A garden, a tree in the middle, two angelic beings, a gardener, and a woman—these aspects of the Eden narrative are equally present in John’s telling of Jesus’ passion and resurrection. Perhaps most telling, even the tomb is located “within the garden,” and described as “new, wherein no one had ever been laid” (John 19:41)—the tomb, in other words, is not associated with death at all but with newness and life, ultimately with the indestructible resurrection life of the Lord Jesus in the garden.

The Garden of Eden allusions with which John’s Gospel concludes enable readers to grasp the theological reality of Jesus’ crucifixion death, burial, resurrection, and ascension as the new exodus out of the old creation and into the new creation, out of this world and into the heavenly reality of the Father’s presence—all from the angle of the Bible’s main plotline: an exodus out of the primal exile and into paradise with God.

In chapter seven we observed the same plotline in how the Day of Atonement ritual portrayed the high priest as an Adam figure who once a year reentered the cultic Garden of Eden (the holy of holies) through the cherubim-laden veil with the blood of atonement.

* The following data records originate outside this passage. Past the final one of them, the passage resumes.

PR #1218, opened 2025-01-03
[AtModem] Fix system hang in sim7672 HTTP client send

rikkreeftenberg:
## Description
When the response is processed at the end of Sim7672HttpClient.SendInternal the idea was to limit the time to 2 minutes.

Because of a logical bug this time is unlimited so when something unexpected happens and there remain bytes to read the system continues to wait indefinitely.

The while loop should read: 
While there is something left to read AND Cancelation is NOT requested
DO

Also, when the line simply reads "ERROR" then you can stop reading and break the While loop. Otherwise it will wait for 2 minutes. (Or indefinitely if the previous bug is not fixed)

This bug happens very few times. Once every couple of hours. So it's very difficult to reporoduce..
But when it does, you see the following in the logfile:
In: 
In: 
In: 
In: 
In: 
In: 
In: 

## Motivation and Context
Fixing this bug restores the way this functionality was supposed to work.
It improves the stability of the library.
Catching the 'ERROR' line and breaking immediately is a small improvement of the flow.

## How Has This Been Tested?

This has been tested by sending lots of http POST messages for multiple days and logging the output with Putty.
In the resulting Logfiles the hanging situation doesn't occur anymore.

## Types of changes

- [] Improvement (non-breaking change that improves a feature, code or algorithm)
- [] New feature (non-breaking change which adds functionality to code)
- [] Breaking change (fix or feature that would cause existing functionality to change)
- [] Config and build (change in the configuration and build system, has no impact on code or features)
- [] Dependencies (update dependencies and changes associated, has no impact on code or features)
- [] Unit Tests (add new Unit Test(s) or improved existing one(s), has no impact on code or features)
- [] Documentation (changes or updates in the documentation, has no impact on code or features)

## Checklist:

- [] My code follows the code style of this project (only if there are changes in source code).
- [] My changes require an update to the documentation (there are changes that require the docs website to be updated).
- [] I have updated the documentation accordingly (the changes require an update on the docs in this repo).

### DIFF
--- a/devices/AtModem/Http/Sim7672HttpClient.cs
+++ b/devices/AtModem/Http/Sim7672HttpClient.cs
@@ -249,18 +249,18 @@ namespace Iot.Device.AtModem.Http
                     Modem.Channel.Start();
                 }
 
-                Modem.GenericEvent += ModemGenericEvent;
-                _httpActionArrived.Reset();
+                    Modem.GenericEvent += ModemGenericEvent;
+                    _httpActionArrived.Reset();
 
-                Modem.Channel.SendCommand($"AT+HTTPACTION={method}");
+                    Modem.Channel.SendCommand($"AT+HTTPACTION={method}");
 
-                // this is the timeout for the loop to complete, it has to depend on the content length, with a minimum of 15 seconds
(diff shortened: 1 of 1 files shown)


Ellerbach (approved):
And thanks as well!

One may discern a similar theological portrait in the Fourth Gospel: an allusion to the atonement lid of the holy of holies within John’s presentation of the garden tomb. Mary looks within the tomb and sees two angels sitting “one at the head and one at the feet” of where Jesus had lain (John 20:12), perhaps symbolizing the two cherubim positioned at the two ends of the atonement lid, with “one cherub at one end and one cherub at the other end” (Exodus 25:18–19).

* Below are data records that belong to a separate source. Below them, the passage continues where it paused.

PR #1219, opened 2025-01-03
[AtModem] Fix HTTP init retry mechanism SIM7672

rikkreeftenberg:
## Description

The first thing that is necessary to send a HTTP message is to send the "AT+HTTPINIT" command. In the current situation when this fails, it will try it one more time and when that fails it just continues as if nothing is wrong..

The unused "Retry:" and the "int retries = 5" variable suggest that there once was a retry mechanism and in the Sim800HttpClient there is.

So I copied this retry mechanism to the Sim7672HttpClient.SendInternal, including the return of "ServiceUnavailable" when it fails after 5 retries.

I haven't noticed this gone wrong but the original implementation suggests it might. And after this fix it is handled correctly.
So it improves the stabillity of the system. And the consistence.

Signed-off-by: Rik Kreeftenberg <rik.kreeftenberg@spinsoft.nl>

## Motivation and Context

This fix is required to handle possible fails to HTTPINIT the modem correctly and in line with the SIM800 modem.
Is it an improvement or a fix? I say it's a bug because only part of the retry mechanism is implemented and when the original retry fails, the system just continues and won't work correctly.

(mind the pattern to link there as all issues are tracked in the Home repository) -->

## How Has This Been Tested?

This has been tested by sending thousends of http messages to an Azure Function app for days on end and monitoring the output with Putty and logfiles. 
To be honest I haven't seen the Retry system kick in and saving the day, but that may happen some times. 

## Types of changes

## Checklist:

### DIFF
--- a/devices/AtModem/Http/Sim7672HttpClient.cs
+++ b/devices/AtModem/Http/Sim7672HttpClient.cs
@@ -90,15 +90,23 @@ namespace Iot.Device.AtModem.Http
                 int index;
                 int retries = 5;
 
+            Retry:
                 // We init, if already init, try to deiniti and reinit
                 response = Modem.Channel.SendCommand($"AT+HTTPINIT");
                 if (!response.Success)
                 {
-                    Modem.Channel.SendCommand($"AT+HTTPTERM");
-                    Modem.Channel.SendCommand($"AT+HTTPINIT");
+                    // Give it another try
+                    if (retries-- > 0)
+                    {
+                        // Experience shows that 1 second is ok in most of the times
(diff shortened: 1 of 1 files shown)


Ellerbach (approved):
Looks good, still for this one, can the sleep be reduced? 1 second is very long.

rikkreeftenberg:
@Ellerbach Sure I can reduce it. Problem is I can't test this because I've never seen this go wrong.
Shall I set it to 250 msec?

Ellerbach (approved):
Thanks, I think it's a good compromize!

Outside the tabernacle texts, the only other place where cherubim are found in the Pentateuch is at the entrance to the Garden of Eden (Genesis 3:24). Because the cherubim on the tabernacle’s veil and on the atonement lid of the ark are themselves allusions to Eden’s gateway, it seems probable that John’s Gospel also has both in mind: Jesus’ resurrection from the grave fulfills the Day of Atonement, for Jesus as a new Adam has reentered the garden of paradise.

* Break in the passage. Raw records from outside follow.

PR #1407, opened 2025-08-04
Driver DRV8825 for stepper motor was added

Naglfario:
## Description
- New Drv8825 driver

## Motivation and Context

DRV8825 is a stepper motor driver that is made as compatible as possible with A4988, but there are some nuances. I tried to use the A4988 library to work with my DRV8825 driver, but the driver did not work correctly. After little investigation, I realized that despite the same connectors, this driver is more capricious to the control signal. Thus, I wrote a library to control the stepper motor through the DRV8825 driver.

## How Has This Been Tested?

When I written a new library, I tested it several times through a sample project with my ESP32 WROOM(rev 3), DRV8825 and Nema 17 (stepping motor) to make sure that the motor does not miss steps.

## Types of changes

## Checklist:


devices/Drv8825/README.md
```diff
@@ -0,0 +1,91 @@
...
+
+## Connections
+
+VMOT - connect to 8-35V (motor supply voltage)
+
+GND - connect to GND
+
+1A, 1B, 2A, 2B - connect to the 4 coils of motor
+
+DIR - connect to microcontroller pin
```
Workshopshed: Would be good to expand this to include a simple description. Perhaps even from the data sheet.

DIR - Connect to microcontroller output pin, sets the direction of stepping. Internal pulldown

STEP - Connect to microcontroller output pin, rising edge causes the indexer to move one step. Internal pulldown.

RST - Connect to microcontroller output pin, active-low, reinitializes the indexer logic and disables H-bridge outputs. Internal pulldown.

SLP - Can be joned to RST or left high to enable the device. Low puts the device to sleep.

devices/Drv8825/README.md
```diff
@@ -0,0 +1,91 @@
...
+
+STEP - connect to microcontroller pin
+
+RST � join with SLP and connect to microcontroller pin or to 3.3-5V
+
+Logic power supply can be connected to FAULT pin, it will works, but it useless.
```
Workshopshed: FAULT - Logic low when in fault condition (overtemp, overcurrent). Connect to Microcontroller input with pullup.

devices/Drv8825/Drv8825_circuit_bb.jpeg
Workshopshed, line 1: I don't believe connecting FAULT to Vcc is the correct thing to do according to the datasheet that's an output which is pulled low for fault conditions. So if there is a fault connecting it to Vcc will cause it to short circuit the powersupply.

devices/Drv8825/README.md
Naglfario: Thank you for you review! I'll work on it later and i'll improve documentation

devices/Drv8825/Drv8825_circuit_bb.jpeg
Naglfario: Well, I understand your concern. However, according to the datasheet: 

> Note that the carrier includes a 1.5k protection resistor in series with the FAULT pin that makes it is safe to connect this pin directly to a logic voltage supply, as might happen if you use this board in a system designed for the pin-compatible A4988 carrier

Workshopshed: So that is specific to the module you are using rather than the driver chip itself. The link below has a simpler circuit where FAULT is not connected which might be a better option, or perhaps the high level wiring diagram on the TI datasheet.

.https://www.pololu.com/product/2133

devices/Drv8825/Drv8825.cs
```diff
@@ -0,0 +1,194 @@
...
+        private readonly GpioPin _stepPin;
+        private readonly GpioPin _dirPin;
+        private readonly GpioPin? _sleepPin;
+        private readonly bool _shouldDisposeGpioController;
+        private readonly MicrostepsController _microstepsController;
+
+        private GpioController? _gpioController;
+
+        /// <summary>
+        /// Gets or sets the delay that allows the driver to recognize a step. By default, it is 5 MICROseconds.
```
Ellerbach:
```suggestion
        /// Gets or sets the delay that allows the driver to recognize a step. By default, it is 5 microseconds.
```

devices/Drv8825/Drv8825.nfproj
```diff
@@ -0,0 +1,73 @@
...
+  </ItemGroup>
+  <ItemGroup>
+    <None Include="packages.config" />
+    <Compile Include="Direction.cs" />
+    <Compile Include="Drv8825.cs" />
+    <Compile Include="StepSize.cs" />
+    <Compile Include="MicrostepsController.cs" />
+    <None Include="README.md" />
+    <Compile Include="Properties\AssemblyInfo.cs" />
+    <None Include="*.md" />
```
Ellerbach: I don't think this is needed as you already have the markdown listed an no other md file.

```suggestion
```

devices/Drv8825/README.md
```diff
@@ -0,0 +1,108 @@
...
+Logic low when driver in fault condition(overtemp, overcurrent). Not necessary connection.
+
+M0, M1, M2 � can be connected to microcontroller output pins to use microsteps,
+it takes smoother movement of motor, but it not necessary connections.
+
+![circuit](./Drv8825_circuit_bb.jpeg)
+
+### Advices:
+
+If you have DRV8825 module(not only chip), it is pin-compatible A4988 carrier.
```
Ellerbach:
```suggestion
If you have DRV8825 module (not only chip), it is pin-compatible A4988 carrier.
```

devices/Drv8825/README.md
```diff
@@ -0,0 +1,108 @@
...
+It means for example that you can connect logic power supply to FAULT pin.
+It will works for DRV8825 module(not just chip!), but it useless. If possible, try to avoid it.
```
Ellerbach:
```suggestion
It will work for DRV8825 module (not just the chip!), but it is useless. If possible, try to avoid it.
```

Ellerbach:
azp /run

Naglfario:
> couple of comments, looks good overall!

@Ellerbach Thank you for your review! I made all the suggested changes manually and pushed them in one commit, because if I accepted each suggestion separately, each of them would result in a new commit, and I don't think that's a good idea. Anyway, how do you do it in nanoFramework? I'll keep that in mind for future reference.

Ellerbach:
> I made all the suggested changes manually and pushed them in one commit, because if I accepted each suggestion separately, each of them would result in a new commi

When you are in the "file changed" tab on GitHub, you can batch accept all the changes, or add changes to the batch and commit once only!

devices/Drv8825/samples/Program.cs
```diff
@@ -0,0 +1,49 @@
+// Licensed to the .NET Foundation under one or more agreements.
+// The .NET Foundation licenses this file to you under the MIT license.
+
+using Iot.Device.Drv8825;
+using System.Threading;
+
+const byte stepPin = 26;
```
Ellerbach: minor as for the sample, we use capital letters for the constants.

Naglfario:
> When you are in the "file changed" tab on GitHub, you can batch accept all the changes, or add changes to the batch and commit once only!

I tried to do this, but "Add suggestion to batch" button was not available even in the files tab. I don't know why. But using this method was my first thought.

devices/Drv8825/MicrostepsController.cs
```diff
@@ -0,0 +1,134 @@
...
+                    UpdateM1(PinValue.Low);
+                    UpdateM2(PinValue.High);
+                    break;
+            }
+        }
+
+        /// <summary>
+        /// Sets the value of M0.
+        /// </summary>
+        /// <param name="value">Pin value(Low or High).</param>
```
Ellerbach:
```suggestion
        /// <param name="value">Pin value (Low or High).</param>
```

devices/Drv8825/MicrostepsController.cs
```diff
@@ -0,0 +1,134 @@
...
+                return;
+            }
+
+            _m0Pin.Write(value);
+        }
+
+        /// <summary>
+        /// Sets the value of M1.
+        /// </summary>
+        /// <param name="value">Pin value(Low or High).</param>
```
Ellerbach:
```suggestion
        /// <param name="value">Pin value (Low or High).</param>
```

devices/Drv8825/MicrostepsController.cs
```diff
@@ -0,0 +1,134 @@
...
+                return;
+            }
+            
+            _m1Pin.Write(value);
+        }
+
+        /// <summary>
+        /// Sets the value of M2.
+        /// </summary>
+        /// <param name="value">Pin value(Low or High).</param>
```
Ellerbach:
```suggestion
        /// <param name="value">Pin value (Low or High).</param>
```

devices/Drv8825/README.md
```diff
@@ -0,0 +1,108 @@
...
+
+FAULT � can be connected to microcontroller input pin with pullup.
+Logic low when driver in fault condition(overtemp, overcurrent). Not necessary connection.
+
+M0, M1, M2 � can be connected to microcontroller output pins to use microsteps,
+it takes smoother movement of motor, but it not necessary connections.
+
+![circuit](./Drv8825_circuit_bb.jpeg)
+
+### Advices:
```
Ellerbach:
```suggestion
### Advices
```

Naglfario:
So, again, the batch suggestion feature is not available for me, that's why I do it manually:

image

Ellerbach (approved):
Thanks a lot, looks good!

It is perhaps not too much to say, then, that for John’s Gospel the taking away of the stone from the tomb forms the theological parallel to the rending of the temple veil in the other Gospels.

In sum, through allusions to Eden the Gospel of John presents the reality of Jesus’ new exodus as a reversal of humanity’s exile and an entry into the new creation. The first day of the week signifies the theological reality of the new creation and finds a man and a woman (back) inside a garden.

As with the historical exodus of Israel out of Egypt, the new exodus is the deliverance of God’s firstborn Son from death. And even as the sea crossing was narrated with creation imagery to convey that Israel had become a new people (Exodus 14), John’s Gospel uses creation imagery to convey the reality of the new creation ushered in with Jesus’ resurrection as a new humanity.”

–L. Michael Morales, Exodus Old and New: A Biblical Theology of Redemption, The Essential Studies in Biblical Theology (Downers Grove, IL: IVP Academic, 2020), 169–172.

“We all long for Eden” by J.R.R. Tolkien

“Certainly there was an Eden on this very unhappy earth. We all long for it, and we are constantly glimpsing it: our whole nature at its best and least corrupted, its gentlest and most humane, is still soaked with the sense of ‘exile’.”

–J.R.R. Tolkien, The Letters of J.R.R. Tolkien, Ed. Humphrey Carpenter (New York: Houghton Mifflin, 2000), 110. Tolkien penned these words in a letter to his son, Christopher Tolkien, on January 30, 1945.